5.3B Phosphorus efflux following colonisation with AMF

One of the interesting, unexpected, findings in Chapter 3 was great elevation in

rhizosphere Colwell P in colonised K. prostrata and C. australasicum following a P

pulse.

There are several studies that show P efflux when plants are supplied with high

concentrations of P (Elliott et al. 1984; McPharlin and Bieleski 1989; Schjørring and

Jensen 1984). For instance, in an experiment by Cogliatti and Santa Maria (1990), P

efflux was increased when wheat (Triticum aestivum cv. Klein Atalaysa) was grown at

higher P concentrations.

Elevation of rhizosphere Colwell P following a P pulse in colonised plants might be due

to one or both of the following: 1) P efflux from the roots of colonised plants, since they

acquire more P (through mycorrhizal hyphae) than they need for growth and transport to

the shoot; and 2) P efflux from the mycorrhizal hyphae (which has been reported by

Ryan et al. (2003) and Solaiman and Saito (2001).

In my experiment, high concentrations of Colwell P in the rhizosphere might be due to

both factors. More research is now required to better understand this response (and why

it did not occur in the other three species in the experiment).

5.3C Colonisation with AMF makes the rhizosphere more alkaline

The second unexpected result from Chapter 3 was higher rhizosphere pH in both

colonised and uncolonised plants compared to bulk soil. According to Raven and Smith

(1976), the increase in rhizosphere pH compared to bulk soil is due to absorption of

nitrate. Also, Bago et al. (1996) found supplying nitrate to colonised plants increases

rhizosphere pH while supplying ammonium drops pH. In my experiment, plants were

treated with similar amounts of nitrate and ammonium during the experiment (3.3 mg N

kg-1 soil) and since nitrate is more mobile than ammonium in the soil (Binkley 1984),

the rise in rhizosphere pH was expected. On the other hand, an increase in rhizosphere

pH of colonised plants can be explained by a reduction in the amount of rhizosphere

carboxylates. The strong negative correlation between the amount of rhizosphere

carboxylates and rhizosphere pH also supports this explanation.

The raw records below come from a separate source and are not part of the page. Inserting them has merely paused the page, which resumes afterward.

Issue #4654, opened 2023-11-24
The working "About" tab is empty (for all working groups)


thesan:
## Context
![image](https://github.com/Joystream/pioneer/assets/6571453/38cde41f-c0b1-4955-a37d-e857f3efa9ad)

## Scope

- [ ] Show the description from the [Working groups page](https://pioneerapp.xyz/#/working-groups)
   ![image](https://github.com/Joystream/pioneer/assets/6571453/e57def7e-b1e2-4541-80c8-31733d8b24ed)

- [ ] Allow linking to this tab (and the 2 other) separately. E.g so it can be used on tooltips here: https://github.com/Joystream/pioneer/pull/4643

PR #4771, opened 2024-02-13
Working group "About" tab description and routing

Ilichhh:
- [x] Add default description for WG if metadata is not set by WG Lead
- [x] Fix broken Handbook links
- [x] Add routing to WG page

[The working "About" tab is empty (for all working groups) #4654](https://github.com/Joystream/pioneer/issues/4654)


thesan (approved):
My suggestion [here](https://github.com/Joystream/pioneer/pull/4771#discussion_r1487607750) was wrong since the `WorkingGroup` component is now actually the About tab. What you implemented instead works but it duplicates a lot of code for testing just one page.

Instead I replaced `WorkingGroup` by `WorkingGroupsModule` which works more like the original suggestion. But I wanted to make sure it worked first so I committed it myself.

The rest LGTM !

Ilichhh:
> My suggestion [here](https://github.com/Joystream/pioneer/pull/4771#discussion_r1487607750) was wrong since the `WorkingGroup` component is now actually the About tab. What you implemented instead works but it duplicates a lot of code for testing just one page.
> 
> Instead I replaced `WorkingGroup` by `WorkingGroupsModule` which works more like the original suggestion. But I wanted to make sure it worked first so I committed it myself.
> 
> The rest LGTM !

Cool, thanks!  
But you just removed some `gql.queries` that I added, and wornings on `History` and `Openings` tabs appears again. I don't think they're really needed since they contain empty data. Plus other stories also have a lot of missing gueries and there are wornings. Just want to clarify this point for better understanding for the future.

PR #4786, opened 2024-02-21
add link to staking video in nomination modal

kdembler:


packages/ui/src/validators/modals/NominatingRedirectModal/NominatingRedirectModal.tsx
```diff
@@ -7,6 +7,7 @@ import { TextBig, TextInlineBig } from '@/common/components/typography'
 import { useModal } from '@/common/hooks/useModal'
 
 import { NominatingRedirectModalCall } from './types'
+import { Link } from '@/common/components/Link'
```
thesan, line 10: The linting issue should be about the import order. I'm not sure if `yarn lint:fix` fixes it, but it's just that `@/common/components/Link` should be moved before `@/common/components/Modal`

thesan (approved):
Hopefully we can link a more adapted video soon

PR #4818, opened 2024-03-26
⚓ Integrate set era payout damping factor proposal

thesan:
Addresses #4819

~~This PR uses a type patch and schema incompatible with #4816. So it shouldn't be merged yet.~~

It now includes the changes from #4822, so #4822 should be merged first


packages/ui/src/proposals/modals/AddNewProposal/components/SpecificParameters/SetEraPayoutDampingFactor.tsx
```diff
@@ -0,0 +1,39 @@
...
+            tight
+            units="%"
+            required
+          >
+            <InputNumber
+              id="damping-factor-input"
+              name="setEraPayoutDampingFactor.dampingFactor"
+              maxAllowedValue={100}
+              placeholder="0"
+            />
```
thesan, line 33: First this field will take values between 0 and 100 is that correct ?

packages/ui/src/proposals/model/proposalDescriptions.ts
```diff
@@ -37,6 +37,7 @@ export const proposalDescriptions: ProposalDescriptions = {
     'Proposal to submit the Channel Incentives Payout payload, update the min/max claimable amounts and block/allow claiming of awarded JOYs by channels.',
   runtimeUpgrade: 'Proposal to upgrade version to the new runtime.',
   updatePalletFrozenStatus: 'Enabling and disabling various features on the blockchain level.',
+  setEraPayoutDampingFactor: 'TODO',
```
thesan, line 40: Secondly could you point me somewhere I could get a clear explanation of how will the era payout damping factor affect the validator payouts. I need this to write this short description of the proposal and I might also add a longer description to the `SetEraPayoutDampingFactor` component.

thesan (commented):
@ignazio-bovo, @kdembler:

kdembler (approved):
LGTM

PR #4829, opened 2024-04-10
⏲️ Remove the voting period from `minTriggerBlock`

thesan:


thesan:
Closing as the runtime validate that the execution block is at least: `now + grace_period + voting_period`

Issue #4823, opened 2024-04-02
Fix past council Total Spent


thesan:
The query should only return actually executed funding requests, and maybe just those approved between `$fromBlock` and `$toBlock` regardless from when they executed.

_Originally posted by @thesan in https://github.com/Joystream/pioneer/pull/4554#discussion_r1547647835_

PR #4831, opened 2024-04-11
🧾 Fix past council Total Spent

thesan:
Addresses #4823

This gets rid of the funding requests which didn't execute: rejected, slashed, failed execution, etc...

It also counts a funding requests expense in the spending of the council which approved it, regardless of when the proposal execute. If the funding requests constitutionality was to be raised, the last council would be attributed the spending. Similarly proposal which are still gracing are also included to the spending (if the proposal execution fail the spending of the council which approved it would decrease).  

Here's the result: https://dao-git-fix-past-council-total-spent-joystream.vercel.app/#/council/past-councils
Screenshot from 2024-04-11 19-18-00

@dmtrjsg do you know who could double check this ?


traumschule:
I confirmed `Spent on Proposals` is shown as 38k instead of 18.8k for term 26 starting at block 5745626 and suggest to merge this.

traumschule:
Merged in 3.9.1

5.4 Limitations of the research presented in this thesis

Although the experiments were designed to be as close to natural (field) conditions as

possible (using field soil as inoculum, growing plants in the field soil with moderate

levels of P, and adding filtrates to the non-inoculated plants to maintain the microbial

community), there are some limitations of this research. One of the most important

factors that might limit applicability of my experiments to field conditions is the

glasshouse conditions under which the experiments were conducted. My experiments

were conducted in a temperature-controlled environment, whereas in the field plants

encounter a greater range of temperatures. Also, in the field other factors such as pests

and diseases and neighbouring plants and the competition between them might result in

different P-uptake responses from plants (Collis George and Davey 1960; De Vries and

Tiller 1978).

One of the outstanding findings of this study was the moderating effect of mycorrhiza.

This effect was shown during the first week after adding the pulse of P. A longer period

of time might hide such an effect, and the results might be different.

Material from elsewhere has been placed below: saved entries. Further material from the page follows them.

Issue #4837, opened 2024-04-18
Fix the `SpecificParametersMultipleFundingRequest` test


thesan:
### Context

The `SpecificParametersMultipleFundingRequest` started failing consistently in the [Luxor release](https://github.com/Joystream/pioneer/pull/4836) after upgrading the polkadot dependencies: https://github.com/Joystream/pioneer/actions/runs/8734560529/job/23967418712

It fails on the CI only. I commented it out for now to proceed with the release: https://github.com/Joystream/pioneer/pull/4836/commits/7337a7d72dcde81370985aa159c49a1df0e8f5c6

### Scope

Figure out what's going wrong with this test and fix it.

PR #4842, opened 2024-04-24
🔥 Hotfix: Unresponsive Proxy API

### LINKED ISSUE #4839: Upgrading Polkadot dependencies break the Proxy API
Might be caused by a mismatched version of RXJS

thesan:
Fixes #4839 and #4837 (this one was due to unoptimised re-rendering in this proposal but I'm not sure why it got worse after upgrading the dependencies).


thesan:
@kdembler to demonstrate the issue I enabled the "ProxyAPI" on the `pioneer-2` Vercel deployments:
- Here's the current `main` branch: https://pioneer-2-git-main-joystream.vercel.app
- Here's this branch: https://pioneer-2-git-hotfix-luxor-app-freeze-joystream.vercel.app

The problem happens once you connect 2 or more accounts to Pioneer because it causes several queries of one type to share the same cold observable. It was probably just making the app a bit slower before Luxor, but now due to some changes in the balance object it caused an infinite loop.

I'm still not sure of why it doesn't happens on https://pioneer.joyutils.org. My guess is that the "ProxyAPI" is disabled there for some reason.

kdembler (approved):

PR #4849, opened 2024-05-16
📨 Notify users of proposal discussions

thesan:
Addresses #4281

(Also fixes some problems with the forum posts notifications).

Soil P levels also might change the results presented in the thesis. All the experiments

were performed under a moderate soil P level. Using soil with lower or higher P levels

might eliminate the moderating effect of AMF.

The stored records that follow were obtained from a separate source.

PR #4859, opened 2024-07-02
Open `OnBoardingModal` for modals requiring a membership

### LINKED ISSUE #4648: Empty membership modal shown when no wallet is connected
As mentioned here https://github.com/Joystream/pioneer/pull/4641#pullrequestreview-1746485296 when opening any modal requiring a membership, Pioneer will show an empty "Select Membership" modal:

image

Instead the "Select Wallet" modal should show:

image

hlvhe:
Closes #4648

### DIFF
--- a/packages/ui/src/app/GlobalModals.tsx
+++ b/packages/ui/src/app/GlobalModals.tsx
@@ -221,7 +221,7 @@ export const MODAL_WITH_CLOSE_CONFIRMATION: ModalNames[] = [
 ]
 
 export const GlobalModals = () => {
-  const { modal, hideModal, currentModalMachine, showModal, modalData, isClosing } = useModal()
+  const { modal, hideModal, currentModalMachine, showModal, isClosing } = useModal()
   const { active: activeMember } = useMyMemberships()
   const { status } = useTransactionStatus()
   const Modal = useMemo(() => (modal && modal in modals ? memo(() => modals[modal as ModalNames]) : null), [modal])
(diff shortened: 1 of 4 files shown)


thesan (changes requested):
Hi @hlvhe. Thank you for the contribution. This approach works as expected when no wallet is connected but when a wallet is connected but no membership is selected the switch membership still should show. The way I see it the "OnBoardingModal" should not replace the "SwitchMemberModal", the 2 cases should somehow be discriminated.

thesan (commented):
Here's the flow when you don't have a wallet connected now:
[Screencast from 2024-07-29 09-31-44.webm](https://github.com/user-attachments/assets/0ffc5625-32c6-49c4-b538-178a95ad541b)

It's definitely an improvement compare to showing an empty membership switching modal. However the user still has to click the action once to pick a wallet then nothing happen until they click the action again.

Ideally they would:
1. pick there wallet
2. pick there membership
3. start the action they clicked on in the first place (e.g announce a candidacy)

To do this the "original modal" would have to be passed to the onboarding modal too, and this "original modal" should be handled there. Which might make the onboarding logic even more complex than it already is.

@kdembler WDYT ? Is this flow good enough for now ?

kdembler:
@thesan I can't get into details on this right now but if the PR behaviour is not ideal but still improves what we have currently, then that's good enough for me!

thesan (approved):

Issue #4488, opened 2023-08-08
Memberships: Update controller account tries to sign from wrong account


mochet:
## Problem
1. I am a user who wants to update my controller key on my account. I have access to my root key and want to change the controller key.
2. I go to the `My Profile` page (https://pioneerapp.xyz/#/profile/memberships) and then to `My Memberships`
3. I click the `pencil icon` to the right of my membership
4. I enter the new `controller` account and ensure that the `root` key is selected on Pioneer (it is selected by default anyway)
5. I click submit and sign the transaction--the wallet is trying to sign this transaction using the `controller` key which doesn't have access to do this extrinsic
6. The transaction fails

## Solution
* This should be signed using the root key

dmtrjsg:
@mochet thank you for raising 👍

dmtrjsg:
@chrlschwb there were a few members who struggled with this issue recently. Suggesting to prio this as part of support backlog.

PR #4916, opened 2025-11-23
use root account to change controller

traumschule:
#4488
- [x] The tx is signed with the root
- [x] Do not batch to change controller
- [ ] Update tests


traumschule:
Merged in 3.9.1

PR #538, opened 2021-02-04
Support plugin installation in NPM v7 environment

### LINKED ISSUE #457: Don't automatically install plugin peer dependencies
Imperative plugins are expected to define the CLI and Imperative as peer dependencies (as is done in the [zowe-cli-sample-plugin repo](https://github.com/zowe/zowe-cli-sample-plugin/blob/314550a5326a7e984fc5ffcab945241d33cbda2c/package.json#L43-L46)).

This has worked fine so far. At install time NPM warns if peer dependencies are missing, which is useful for SDK users running `npm install`, and harmless (although perhaps annoying 😛) for CLI users running `zowe plugins install`.

In NPM v7, a [breaking change](https://github.blog/2020-10-13-presenting-v7-0-0-of-the-npm-cli/) has been introduced to install peer dependencies automatically if they're missing. This will likely cause problems, since when `zowe plugins install` runs a 2nd copy of the CLI and Imperative will get installed inside `~/.zowe/plugins`. 

To prevent this from happening, we can turn off the automatic peer dep installation by specifying [`--omit=peer`](https://docs.npmjs.com/cli/v7/commands/npm-install#omitting-dependency-types) on the NPM install command issued by Imperative. Before doing this, need to make sure that passing this flag doesn't break older versions of NPM.

t1m0thyj:
**Changes**
* Disables new behavior of NPM v7 that automatically installs peer dependencies. This is a breaking change in NPM v7 that would impact Imperative plugin install if we don't handle it. Fixes #457.
* Removes code that scrapes command output of `npm install` to find "&lt;packageName&gt;@&lt;packageVersion&gt;". Instead, uses [pacote](https://www.npmjs.com/package/pacote) package (a dependency of NPM itself) to fetch name and version of plugin package.
* Updates plugin-related test suites so they pass in both NPM v6 and NPM v7 environments.

**Notes**
* The `install` and `update` methods for plugins are now asynchronous - they return `Promise<string>` instead of `string`. This change was necessary in order to call the asynchronous `pacote.manifest` method. This should not be a breaking change since AFAICT the affected code is not accessible in any APIs of the published Imperative package.
* The command output returned by the `install` and `update` methods is no longer being parsed. This hopefully makes Imperative more resilient to future NPM changes.
* I've tested that the version of "pacote" used in this PR can handle just about any type of package specifier that you throw at it, to fetch the name and version:
  * Package on NPM registry (e.g., `@zowe/imperative@next`)
  * Local or hosted TGZ (e.g., [imperative-4.10-2.tgz](https://zowe.jfrog.io/artifactory/npm-local-release/%40zowe/imperative/-/%40zowe/imperative-4.10.2.tgz))
  * GitHub repo (e.g., `github:zowe/imperative#next`)
  * Local folder (e.g., `.` for current directory)
* I've tested that all Zowe/Brightside plugins install successfully in an environment with NPM v7 and the CLI built from this PR.


gejohnston (approved):
Looks good.

zFernand0 (approved):
LGTM!
Should we mention keytar was updated for node 15 support? 
No need to worry too much since Node 15 is not LTS 😋

t1m0thyj:
> Should we mention keytar was updated for node 15 support?
> No need to worry too much since Node 15 is not LTS 😋

For Imperative I don't think we need to mention it - Keytar is just a dev dep. For `@zowe/cli@next` we should probably update Keytar and mention this 🙂

PR #540, opened 2021-02-08
Update changelog in pipeline before deploy stage

t1m0thyj:
Version number in changelog should be updated before we deploy a new package 😸 This fix was made in the CLI repo a while ago, but we forgot to port it to Imperative 😿


zFernand0 (approved):
LGTM! 😋

PR #541, opened 2021-02-11
Next refactor config

gejohnston:
Refactor the Config class
- Move api functions out of Config.ts into their own modules in an api subdirectory.
- Adjust the callers of Config functions.
- Merge new functionality from the next branch into the refactored files.
- Fix automated tests.
- Add doc to the functions.


packages/config/src/Config.ts
```diff
@@ -17,46 +17,88 @@ import * as findUp from "find-up";
...
+     * App name used in config filenames (e.g., *my_cli*.config.json)
+     * @internal
+     */
+    public _app: string;
+
+    /**
+     * List to store each of the config layers enumerated in `layers` enum
+     * @internal
+     */
+    public _layers: IConfigLayer[];
```
dkelosky, line 61: right or wrong, most of our member variables in the code base start with `m`.  I know other standards recommend an `_` prefix.  

given that most of the code base is `m`, should this be used here, if at minimum, for aesthetics ?

gejohnston: I am quite willing to make this change.

I do think that we should establish what our standards are before people write code.

I do not feel strongly about this particular naming, since I did not create these variable names.

dkelosky: Perhaps others have a stronger opinion - @zFernand0 & @t1m0thyj?

Ideally our standards would be enforced in lint rules.  Usually most seem to pattern their code with the rest of the code base, but, that's not universally agreed upon either 😄 .

zFernand0: No strong opinions here.
I say let's pick one and open an issue to enforce the rule for internal variables (public or private). 😋

dkelosky: `m` is most common and would require less changes over all than adopting a `_` standard.

t1m0thyj: No strong opinions here either.
Whichever we pick, perhaps we should investigate whether we can set up a linting rule to enforce it? I guess that's the same as what @zFernand0 is suggesting 😋

gejohnston: I agree that we should change this subset of files, instead of changing all other files.

I will undertake the change from _var to mVar now.

t1m0thyj (approved):
LGTM! Thanks for refactoring to remove usage of `_` - I think that was a good decision 🙂

t1m0thyj:
If you want the SonarQube stage to pass in Jenkins pipeline, we can merge #542 first which fixes that issue. Or we can merge this PR first ignoring the failing build for now, I'm fine with either order of merging.

gejohnston:
We can merge #542 or this PR in either order, depending on which is ready first.
I looked over #542 and saw nothing that would create a conflict for this PR.

PR #551, opened 2021-02-25
Fix plugin install from private registry

t1m0thyj:
Fixes https://github.com/zowe/zowe-cli/issues/958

5.5 Implications for future research

To address the limitations discussed above in the thesis and to have a better

understanding of how AMF moderate plant P uptake following a P pulse, performing

experiments over a longer period of time is to be recommended. Many root physiology

experiments overlook or remove the effect of AMF. Often, they are conducted in

sterilised soil. According to the results that came from this thesis, I believe that AMF

are not only important from the perspective of nutrient uptake, but also because of their

role in changing rhizosphere chemistry and microbial community.

5.6 Concluding remarks

The main focus of this thesis was to investigate the role of AMF in plant uptake of P

from a pulse of P by perennial pasture plants.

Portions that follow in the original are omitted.